Pureton turned away and McDermott moved up to speak to him in an undertone.
Slane offered his elbow to Adele and lead her back through the green corridor to the outside of the station.
He paused upon the footpath to look up at the bright July sun and breathe in a great breath. “What are they hatching back there, do you think?” He looked at Adele as if she would know.
She blinked. “I…suspect they are agreeing to continue with the story that your brother died in a robbery gone wrong, now their mess has been cleaned up for them. I removed any of the evidence from Cranston’s room that would have everyone looking for German agents, and the other one, whoever he is, made sure Cranston could not talk about himself.”

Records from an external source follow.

PR #596, opened 2022-05-29
Fix cas-plugin version pattern for SECURITY-2387

fcrespel:
The version pattern in warnings.json for SECURITY-2387 affecting cas-plugin was too broad, basically 1.x instead of any version up to 1.6.0. The vulnerability was fixed in 1.6.1, so this PR updates the pattern accordingly.

For reference: [cas-plugin changelog](https://github.com/jenkinsci/cas-plugin/blob/master/CHANGELOG.md#161---2021-06-29) and [security advisory](https://www.jenkins.io/security/advisory/2021-06-30/#SECURITY-2387).


daniel-beck:
Sorry about that! I checked what happened, and my best explanation is a (now) known quirk in our tooling. Unsure since when we know about it, this might be an early occurrence we missed.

Slane nodded. “So everyone will stop looking for the other one now, won’t they?”
“Oh, no, Mr. Slane. That isn’t how it works at all. Now I and…others will be able to continue looking for such people, without the world tripping us up with tiresome questions.”
“So you did make it go away.” He sounded impressed. “Did you twist Pureton’s arm, somehow?”
“I merely explained to him what I told you. That he could go on letting the world think it was a robbery. That he could call off his dogs for nothing else would emerge to embarrass anyone.”
Slane rubbed the back of his neck. “‘tis a different way of doing t’ings,” he admitted.
“For a start, it does not involve shouting at people,” she admitted, with a smile.